澄み渡った青空が、みるみる内に暗くなり、ザックの心も暗くなる。


数時間後、辺りは闇に包まれ、山は「雪」に覆われた。


あっという間に降り積もる雪は、ザックを完全に孤立させた。


自転車を置き、歩いて帰ろとしたのだが、結果は――






―――――――――






――「あの時はさすがにもう駄目かと思いましたよ。」



力尽き、倒れたザックを、レリクが見つけ助けだした…という流れなわけだ。


この世界に生きる住人にとって必須といえる行為、「天気予知」をおろそかにしたが故の事故…

本来ならば馬鹿にされても文句は言えない事だった。


地球は、宇宙にある「フォトンベルト」という高エネルギーの光の帯に包まれている。当然それは地球の気象を大きく変化させた。


空気中がフォトン(光子)で満たされた地球は常に光に、暖かさに包まれている。

そんな環境では寒さは無縁。だがまれに、空気中のフォトンが消滅し「夜」という現象が起きることがある。


夜は温度を低下させ、雪を降らすこともしばしば。そして夜はフォトンをエネルギーとしている生命にとっても過酷なもの。ザックはその過酷な環境に巻き込まれたのだった。



「まったく、言い訳も出来ない愚行でした…まぁおかげで雪の写真が撮れましたけどね。」



言って、ザックは苦笑した。


ふと、視線をレリクから横にある窓へと向ける。今なお降り続く雪が、静寂の中を跋扈(ばっこ)していた。

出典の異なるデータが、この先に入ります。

PR #4832, opened 2026-06-15
feat(billing): storage-billing schema — additive StorageUsageHourly + StorageBillingCheckpoint [ADR-027 PR1/7]

sergioestebance:
**Stack:** PR1 of 7 — implements [ADR-027](https://github.com/langwatch/langwatch/pull/4752) storage-GiB-hours billing. Stacked on the ADR PR (#4752) as base.

## What

Phase 1 (persistence). **Purely additive — two new tables on top of the current implementation.** The billable-events checkpoint (`BillingMeterCheckpoint`) and its unique index are left completely untouched.

- **`StorageUsageHourly`** (new) — durable per-sealed-UTC-hour measurement of stored bytes aged > 30 days. PK `(organizationId, sealedHour)`, index on `reportedAt`. The dispatcher (PR5) writes one row/hour; the reporter (PR4) drains `reportedAt IS NULL` and stamps on Stripe success. Decouples *measurement* from *Stripe availability* — the reporter can stall and resume without re-measuring or re-billing — and is the per-org audit trail an invoice line traces back to.
- **`StorageBillingCheckpoint`** (new) — dedicated two-phase reporting checkpoint for the `STORAGE_GB` meter, a sibling of `BillingMeterCheckpoint`.
- **`StorageBillingCheckpointService`** (new) — its own service over the new table, mirroring the proven two-phase + circuit-breaker protocol.
- Both new org-bearing tables registered in the org-tenancy exempt list (`dbOrganizationIdProtection`).

No ClickHouse migration — `_size_bytes` already exists (migration `00032`).

## Design note — separate table, not a discriminator

The ADR's first draft proposed adding a `meterName` discriminator to `BillingMeterCheckpoint` and swapping its unique index. **This PR deliberately does not do that.** A separate `StorageBillingCheckpoint` table + service keeps the migration purely additive (no `DROP INDEX`, no `ALTER` on a live billing table) and the billable-events path 100% unchanged — each meter owns its own persistence. ADR-027 Schema section updated to match.

## Why dormant is safe

Nothing in this PR dispatches a storage report. The whole pipeline lands in later PRs; even after wire-up, no org bills until rollout attaches the `STORAGE_GB` SubscriptionItem.

## Verification

- Migration generated via `prisma@5.7.1 migrate diff`, then **applied cleanly over the full 182-migration history on a throwaway Postgres**. Confirmed both new tables + indexes exist and `BillingMeterCheckpoint`'s original unique index is **intact** (never dropped).
- `pnpm typecheck` clean.
- Unit tests green (75): new `storageBillingCheckpoint.service.unit.test.ts` (3 — proves the service touches only the storage table, never `BillingMeterCheckpoint`); billable-events `reportUsageForMonth.command.unit.test.ts` passes with its **original** assertions (path untouched); org-tenancy partition tests (58 — confirm both new tables classified org-bearing).

## Runbook

None — additive `CREATE TABLE`s only, no locks on existing tables.

### DIFF
--- a/langwatch/prisma/migrations/20260619120000_add_storage_billing_tables/migration.sql
+++ b/langwatch/prisma/migrations/20260619120000_add_storage_billing_tables/migration.sql
@@ -1,0 +1,46 @@
+-- ADR-027 storage billing, schema phase. Purely additive: two new tables on top
+-- of the current implementation. The billable-events checkpoint
+-- (BillingMeterCheckpoint) and its unique index are left untouched — storage
+-- billing owns its own persistence rather than discriminating the shared one.
+--
+-- StorageUsageHourly       — durable per-sealed-UTC-hour stored-bytes
+--                            measurement + reporter cursor (reportedAt).
+-- StorageBillingCheckpoint — dedicated two-phase reporting checkpoint for the
+--                            STORAGE_GB meter (sibling of BillingMeterCheckpoint).
+--
+-- No ClickHouse migration — _size_bytes already exists (migration 00032).
+
+-- CreateTable
+CREATE TABLE "StorageUsageHourly" (
+    "organizationId" TEXT NOT NULL,
+    "sealedHour" TIMESTAMP(3) NOT NULL,
+    "megabytes" INTEGER NOT NULL,
+    "reportedAt" TIMESTAMP(3),
+    "createdAt" TIMESTAMP(3) NOT NULL DEFAULT CURRENT_TIMESTAMP,
+
+    CONSTRAINT "StorageUsageHourly_pkey" PRIMARY KEY ("organizationId","sealedHour")
+);
+
+-- CreateTable
+CREATE TABLE "StorageBillingCheckpoint" (
+    "id" TEXT NOT NULL,
+    "organizationId" TEXT NOT NULL,
+    "billingMonth" TEXT NOT NULL,
+    "lastReportedTotal" INTEGER NOT NULL DEFAULT 0,
+    "pendingReportedTotal" INTEGER,
+    "consecutiveFailures" INTEGER NOT NULL DEFAULT 0,
+    "updatedAt" TIMESTAMP(3) NOT NULL,
+
+    CONSTRAINT "StorageBillingCheckpoint_pkey" PRIMARY KEY ("id")
+);
+
+-- CreateIndex
+CREATE INDEX "StorageUsageHourly_reportedAt_idx" ON "StorageUsageHourly"("reportedAt");
+
+-- CreateIndex
+CREATE UNIQUE INDEX "StorageBillingCheckpoint_organizationId_billingMonth_key" ON "StorageBillingCheckpoint"("organizationId", "billingMonth");
+
+-- Down (reversible — purely additive). Commented out to avoid accidental data
+-- loss; to roll back, uncomment and run manually:
+-- DROP TABLE "StorageBillingCheckpoint";
+-- DROP TABLE "StorageUsageHourly";
--- a/langwatch/prisma/migrations/20260619120000_add_storage_billing_tables/migration.sql
+++ b/langwatch/prisma/migrations/20260619120000_add_storage_billing_tables/migration.sql
@@ -26,8 +26,8 @@ CREATE TABLE "StorageBillingCheckpoint" (
     "id" TEXT NOT NULL,
     "organizationId" TEXT NOT NULL,
     "billingMonth" TEXT NOT NULL,
-    "lastReportedTotal" INTEGER NOT NULL DEFAULT 0,
-    "pendingReportedTotal" INTEGER,
+    "lastReportedTotal" BIGINT NOT NULL DEFAULT 0,
+    "pendingReportedTotal" BIGINT,
     "consecutiveFailures" INTEGER NOT NULL DEFAULT 0,
     "updatedAt" TIMESTAMP(3) NOT NULL,
 
--- a/langwatch/prisma/schema.prisma
+++ b/langwatch/prisma/schema.prisma
@@ -1793,6 +1793,43 @@ model BillingMeterCheckpoint {
   @@unique([organizationId, billingMonth])
 }
 
+// ADR-027 storage billing — own its persistence, additively, alongside (not
+// inside) the billable-events checkpoint above. Keeping a separate table means
+// the storage meter never touches BillingMeterCheckpoint's live unique index.
+
+// Durable per-hour stored-bytes measurement. The dispatcher writes one row per
+// sealed UTC hour (megabytes = stored bytes aged > 30d, measured once); the
+// reporter drains reportedAt IS NULL across orgs and stamps it on Stripe
+// success. This decouples measurement from Stripe availability — the reporter
+// can stall and resume without re-measuring or re-billing — and is the per-org
+// audit trail an invoice line traces back to.
+model StorageUsageHourly {
+  organizationId String
+  sealedHour     DateTime // UTC, truncated to hour
+  megabytes      Int // ceil(bytes / 1_048_576), measured at sample time
+  reportedAt     DateTime?
+  createdAt      DateTime  @default(now())
+
+  @@id([organizationId, sealedHour])
+  @@index([reportedAt])
+}
+
+// Two-phase reporting checkpoint dedicated to the STORAGE_GB meter — a parallel
+// of BillingMeterCheckpoint owned by StorageBillingCheckpointService. Separate
+// table (not a meterName discriminator on the shared one) so storage billing is
+// purely additive and the billable-events checkpoint is never altered.
+model StorageBillingCheckpoint {
+  id                   String   @id @default(cuid())
+  organizationId       String
+  billingMonth         String // "2026-02"
+  lastReportedTotal    Int      @default(0)
+  pendingReportedTotal Int? // non-null = in-flight Stripe call
+  consecutiveFailures  Int      @default(0)
+  updatedAt            DateTime @updatedAt
+
+  @@unique([organizationId, billingMonth])
+}
+
 // ============================================================================
 // AI Gateway
 //
--- a/langwatch/prisma/schema.prisma
+++ b/langwatch/prisma/schema.prisma
@@ -1822,8 +1822,11 @@ model StorageBillingCheckpoint {
   id                   String   @id @default(cuid())
   organizationId       String
   billingMonth         String // "2026-02"
-  lastReportedTotal    Int      @default(0)
-  pendingReportedTotal Int? // non-null = in-flight Stripe call
+  // Cumulative MiB-hours reported for the period (ADR-027: Σ megabytes over the
+  // billing month). BigInt, not Int: Int32 caps at ~2.8 TiB held for a full
+  // month before overflow, which a large enterprise org can exceed.
+  lastReportedTotal    BigInt   @default(0)
+  pendingReportedTotal BigInt? // non-null = in-flight Stripe call
   consecutiveFailures  Int      @default(0)
   updatedAt            DateTime @updatedAt
 
--- a/langwatch/prisma/schema.prisma
+++ b/langwatch/prisma/schema.prisma
@@ -1798,7 +1798,8 @@ model BillingMeterCheckpoint {
 // the storage meter never touches BillingMeterCheckpoint's live unique index.
 
 // Durable per-hour stored-bytes measurement. The dispatcher writes one row per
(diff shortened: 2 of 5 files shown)


langwatch-agent:
🐕 **PR Hound review brief** — assigned reviewer @drewdrewthis

**Scariest prod risk:** none found for this PR in isolation (additive `CREATE TABLE`s, no ALTER/DROP, dormant until a later PR wires it up). Main latent risk is 32-bit `INTEGER` sizing on the running totals below.

- `[Must Check]` `langwatch/prisma/migrations/20260619120000_add_storage_billing_tables/migration.sql` — `megabytes`, `lastReportedTotal`, `pendingReportedTotal` are all `INTEGER` (max ~2.1B). Confirm a large org's cumulative monthly total in these units cannot overflow 32 bits; if it can, this needs BIGINT before any org is billed.
- `[Ask Author]` `langwatch/src/server/app-layer/billing/storageBillingCheckpoint.service.ts` — `clearPendingAndIncrementFailures` uses `.update()` (throws if the row is absent) while the siblings use `.upsert()`; confirm the checkpoint row is guaranteed to exist at every call site or make it an upsert.
- `[Probably Fine]` `langwatch/src/utils/dbOrganizationIdProtection.ts` — both new org-bearing tables added to the exempt list; confirm classification matches the sibling `BillingMeterCheckpoint` treatment.

- What unit is `lastReportedTotal` (MB, GB, or GiB-hours), and does that unit match the Stripe `STORAGE_GB` meter the reporter in PR4/PR5 will submit?
- Is the `reportedAt IS NULL` drain query in a later PR expected to lean on the `reportedAt` index, and does that index serve the NULL-first scan well at scale?

langwatch/prisma/migrations/20260619120000_add_storage_billing_tables/migration.sql
```diff
@@ -0,0 +1,46 @@
...
+
+    CONSTRAINT "StorageUsageHourly_pkey" PRIMARY KEY ("organizationId","sealedHour")
+);
+
+-- CreateTable
+CREATE TABLE "StorageBillingCheckpoint" (
+    "id" TEXT NOT NULL,
+    "organizationId" TEXT NOT NULL,
+    "billingMonth" TEXT NOT NULL,
+    "lastReportedTotal" INTEGER NOT NULL DEFAULT 0,
```
langwatch-agent: **P2** — These checkpoint totals are 32-bit `INTEGER`s, but ADR-027 defines the storage meter total as summed MiB-hours for the billing period. That caps a month at ~2.1B MiB-hours, which is only about 2.9 TiB-months (`2_147_483_647 / 720 / 1024`). A large enterprise org holding a few TiB of beyond-35-day logical trace data for a full month can exceed this, causing Prisma/Postgres writes to fail or forcing later lossy workarounds in the billing path. Since this is the additive schema phase and the table is still empty, please make `lastReportedTotal` and `pendingReportedTotal` `BIGINT` / Prisma `BigInt` now, and carry that type through the storage checkpoint service/tests before any storage invoices rely on it.

langwatch-agent (dismissed):
1 P2 finding: storage billing checkpoint totals use 32-bit integers, which is too small for cumulative MiB-hour billing. See inline comment.

langwatch/prisma/migrations/20260619120000_add_storage_billing_tables/migration.sql
sergioestebance: Fixed in fd9654b16. Both \`lastReportedTotal\` and \`pendingReportedTotal\` are now \`BIGINT\` / Prisma \`BigInt\`, carried through the service interface (\`bigint\`) and unit tests. Done while the table is empty, so no data migration. Left \`consecutiveFailures\` and per-hour \`StorageUsageHourly.megabytes\` as \`Int\` — a single hour would need >2 PiB in one org to overflow, unlike the month-cumulative totals.

langwatch/prisma/schema.prisma
```diff
@@ -1793,6 +1793,46 @@ model BillingMeterCheckpoint {
   @@unique([organizationId, billingMonth])
 }
 
+// ADR-027 storage billing — own its persistence, additively, alongside (not
+// inside) the billable-events checkpoint above. Keeping a separate table means
+// the storage meter never touches BillingMeterCheckpoint's live unique index.
+
+// Durable per-hour stored-bytes measurement. The dispatcher writes one row per
+// sealed UTC hour (megabytes = stored bytes aged > 30d, measured once); the
```
langwatch-agent: **P2** — This schema comment still says the stored bytes are aged `> 30d`, but the current ADR/spec on this base defines `BILLABLE_AFTER_DAYS = 35` and says paid plans include 35 days free. This table is the persistence contract the later dispatcher/reporter PRs will copy from; leaving the wrong cutoff here makes it easy to implement the storage measurement as “older than 30 days”, which would bill default 35-day paid retention orgs for days 31–35 and break the ADR invariant that default-keep paid orgs bill €0 by construction. Minimal fix: change this to `aged > 35d` or, better, `aged beyond BILLABLE_AFTER_DAYS` so the schema prose stays aligned with the named constant in the measurement implementation.

langwatch-agent (commented):
1 P2 finding — the BigInt overflow issue is fixed; remaining concern is an ADR/spec mismatch in the schema contract. See inline comment.

langwatch/prisma/schema.prisma
sergioestebance: Fixed in 1f01f5d14. Schema comment now reads "aged beyond BILLABLE_AFTER_DAYS (35d — the paid included window)" instead of 30d, tying the persistence-contract prose to the named constant the dispatcher will use, so the measurement isn't implemented as >30d and default-35d paid orgs stay €0 by construction.

langwatch-agent:

**Reviewer:** @drewdrewthis · **Mode:** `Deep Review` (billing + DB migration + tenant-isolation util)
**Context:** ADR-027 PR 1 of 7, stacked on langwatch/langwatch#4752 as base. Persistence phase only, described as purely additive.

**Scariest production risk:** a billing-schema migration on the same service as the live billable-events checkpoint. If the migration is not strictly additive, or if merge order relative to base langwatch/langwatch#4752 is wrong, it can disrupt existing metering.

**Top inspection targets**
- `Must Check` — `migrations/20260619120000_.../migration.sql`: confirm it only CREATEs the two new tables and touches nothing on `BillingMeterCheckpoint` or its unique index.
- `Must Check` — `dbOrganizationIdProtection.ts`: any change here affects multi-tenant org-id scoping across billing reads/writes.
- `Ask Author` — is base langwatch/langwatch#4752 merged/merging first? Reviewing this before its base can misread the diff.

`+402/-1`, 5 files, CI green, no unresolved threads. Reviewer should hold the 7-PR stack context.

Aryansharma28 (commented):
## Automated review (code-review + review skills)

Ran both LangWatch's project-level `code-review` (checked-file rubric: multitenancy, layering, naming, migrations, KSUID/no-nanoid, no-`any`, SRP) and the general PR `review` skill against this diff, then verified every finding manually against the actual files before posting.

**Scope verified:** `langwatch/prisma/migrations/20260619120000_add_storage_billing_tables/migration.sql`, `langwatch/prisma/schema.prisma`, `langwatch/src/server/app-layer/billing/storageBillingCheckpoint.service.ts` (+ its unit test), `langwatch/src/utils/dbOrganizationIdProtection.ts`.

Overall: this is a clean, low-risk, purely-additive schema PR. Migration SQL matches `schema.prisma` exactly, both new tables are correctly listed in `ORG_TENANCY_EXEMPT` (the reporter's cross-org `reportedAt IS NULL` sweep would otherwise fail the tenancy guard), and the new service is dormant (no callers yet, confirmed via grep) with solid isolation tests proving it never touches `BillingMeterCheckpoint`. All 12 project rubric rules (KSUID-only, no FK in migrations, projectId scoping, ClickHouse TenantId, no `any`, no hardcoded schema names, hooks/JSX, no compat re-exports, route→service→repo layering, repo/service naming, SRP, skill scenario tests) pass or are N/A for this diff.

## Blockers
None found.

## Non-blockers
1. `langwatch/prisma/schema.prisma:1829-1830` — `lastReportedTotal`/`pendingReportedTotal` are `BigInt` here, but the checked-in ADR-027 doc (`dev/docs/adr/027-storage-gb-billing.md`, Schema section) still shows these as `Int`. The `BigInt` choice is well-justified inline (Int32 overflow risk at ~2.8 TiB-months), but the ADR doc wasn't updated to match — worth a quick doc fix so PR 2-7 authors aren't reading a stale schema reference.
2. `langwatch/prisma/schema.prisma:1823` — `StorageBillingCheckpoint.id` uses `@default(cuid())`, while 71 other models in this schema use `@default(nanoid())`. Deliberate (mirrors sibling `BillingMeterCheckpoint`, also cuid-based), but it's now the 3rd cuid outlier in an otherwise nanoid-standardized schema — a one-line PR note on why would save the next reader a double-take.
3. `langwatch/src/server/app-layer/billing/storageBillingCheckpoint.service.ts:1-187` — Near-exact structural duplicate (~180 lines) of `billingCheckpoint.service.ts`, differing only by `number`→`bigint`. The PR body explicitly weighs and rejects a shared/generic implementation to keep each billing meter's persistence fully independent — a defensible tradeoff for a billing-critical path, just flagging the duplication for visibility.

Total: **0 blockers, 3 non-blockers.**

langwatch/prisma/schema.prisma
```diff
@@ -1793,6 +1793,47 @@ model BillingMeterCheckpoint {
...
+// table (not a meterName discriminator on the shared one) so storage billing is
+// purely additive and the billable-events checkpoint is never altered.
+model StorageBillingCheckpoint {
+  id                   String   @id @default(cuid())
+  organizationId       String
+  billingMonth         String // "2026-02"
+  // Cumulative MiB-hours reported for the period (ADR-027: Σ megabytes over the
+  // billing month). BigInt, not Int: Int32 caps at ~2.8 TiB held for a full
+  // month before overflow, which a large enterprise org can exceed.
+  lastReportedTotal    BigInt   @default(0)
```
Aryansharma28, line 1829: **[NON-BLOCKER]** `lastReportedTotal`/`pendingReportedTotal` are `BigInt` here (good call, well-justified by the Int32-overflow comment above), but the checked-in ADR-027 doc's Schema section still shows these fields as `Int`. Worth a quick follow-up to sync the doc so PR 2-7 authors in this stack aren't reading a stale schema reference.

langwatch/prisma/schema.prisma
```diff
@@ -1793,6 +1793,47 @@ model BillingMeterCheckpoint {
...
+  @@id([organizationId, sealedHour])
+  @@index([reportedAt])
+}
+
+// Two-phase reporting checkpoint dedicated to the STORAGE_GB meter — a parallel
+// of BillingMeterCheckpoint owned by StorageBillingCheckpointService. Separate
+// table (not a meterName discriminator on the shared one) so storage billing is
+// purely additive and the billable-events checkpoint is never altered.
+model StorageBillingCheckpoint {
+  id                   String   @id @default(cuid())
```
Aryansharma28, line 1823: **[NON-BLOCKER]** `id` uses `@default(cuid())` here, diverging from `@default(nanoid())` used by ~71 other models in this schema. Looks deliberate (mirrors the sibling `BillingMeterCheckpoint` right above, which is also cuid-based), but it's now the 3rd cuid outlier in an otherwise nanoid-standardized schema — a one-line note on why would help the next reader.

langwatch/src/server/app-layer/billing/storageBillingCheckpoint.service.ts
```diff
@@ -0,0 +1,187 @@
+import type { PrismaClient } from "@prisma/client";
```
Aryansharma28, line 1: **[NON-BLOCKER]** This service is a near-exact structural duplicate (~180 lines) of `billingCheckpoint.service.ts`, just retyped `number`→`bigint`. The PR body explicitly considered and rejected a shared/generic implementation to keep each billing meter's persistence fully independent, which is a defensible tradeoff for a billing-critical path — flagging the duplication for visibility, not asking for a change.

Aryansharma28 (approved):
Reviewed via /code-review + /review — schema-only, purely additive (two new tables, no callers yet), clean on multitenancy/layering/migration-safety. 0 blockers; left 3 non-blocking nits (stale ADR doc type, cuid() vs nanoid() convention, deliberate service duplication — all already called out in the review comments). Good to go. 🎉

sergioestebance:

「さっき気象予知の人に聞いてみたんですが、雪はまだまだ降るそうです。でも夜はそろそろ明けるみたいですよ。」



レリクの話を聞き、ザックの頭に何かがひらめく。


夜が明ければ危険は減少する。数時間程度であれば、積もった雪も溶けることは無い。


画策することはただ一つ。 夜明け直後の安全な時に、山の雪景色を収める… 写真家故の好奇心だった。


カメラのレンズが鋭く輝く。


一言礼をいい、身支度を始めるザックの瞳も、カメラに負けじと輝いていた――






―――――――――






――丸一日近く続いた夜が開け、鳥達が朝を唄い出す。


外に出て、まず始めにすることは深呼吸。


自然の空気を大きく吸い込みながら、周りの景色を見渡した。


見事な銀世界は、雪の冷たさを忘れさせるほど美しかった。


白を踏むと、土の茶となり、足跡になる。


ザックは、それを無数に作り進んでいった。


あまり遠くには行けない。


目標を、近くの森にし、いざ行かん。



だがその前に…



「子供はついて来ちゃ危ないぞ。」



ザックの一声に驚いて、後方の木の陰から恐る恐るシェイン達が現れた。



「…雪道くらい平気だよ。僕たち"クリスタル"だし。」



カインは得意げに話した。


さしずめ、身支度をしている間に勉強の続きをしたのだろう。



「ザックもクリスタルでしょ?」



言いながら、ザックの首にぶら下がったカメラを覗き込む。



「イチガンレフカメラってやつだよね!」



よほど珍しいのだろう。カメラを見る目はレンズ以上に輝いている。


その光る瞳を見ながら、ザックは頭を悩ませた。



「クリスタル」とはいえ、二人はまだ子供。連れて行くのが不安だった。



――クリスタルは、アセンションによって肉体を飛躍的に進化させた人類である。


そのため、その身体は疲れを知らない。


だが、それでもやはり子供は心配だった。



「もう夜は来ないから大丈夫」と、二人は仕切りに訴える。



ザックはついに説き伏せられ、渋々ながら二人を連れて行くことにした。



そしていよいよ、森の中へと足を踏み入れる――






――数時間後。

森の中には、辺りを見回し先頭を切るザックと、後ろを黙々と歩くシェイン達が居た。


二人の口を塞いでいたものは、シェインの手に握られた一冊の本。


カインは横から覗き込み、兄に負けじと目を細め、書いてある文章を読んでいた。






―――――――――






「項目『クリスタル』


アセンションを達成した新人類の一種。


人類の半数以上はこのクリスタルに分類される。


肉体の進化に伴い、


・病気という恐怖からの解放。


・疲労というしがらみからの解放。


・再生能力の向上。


・寿命が拡大。それに伴い、魂の寿命を取得。


「魂の寿命」それは肉体が尽き果て、失われても、魂があるかぎりその命は繰り返される、というものである。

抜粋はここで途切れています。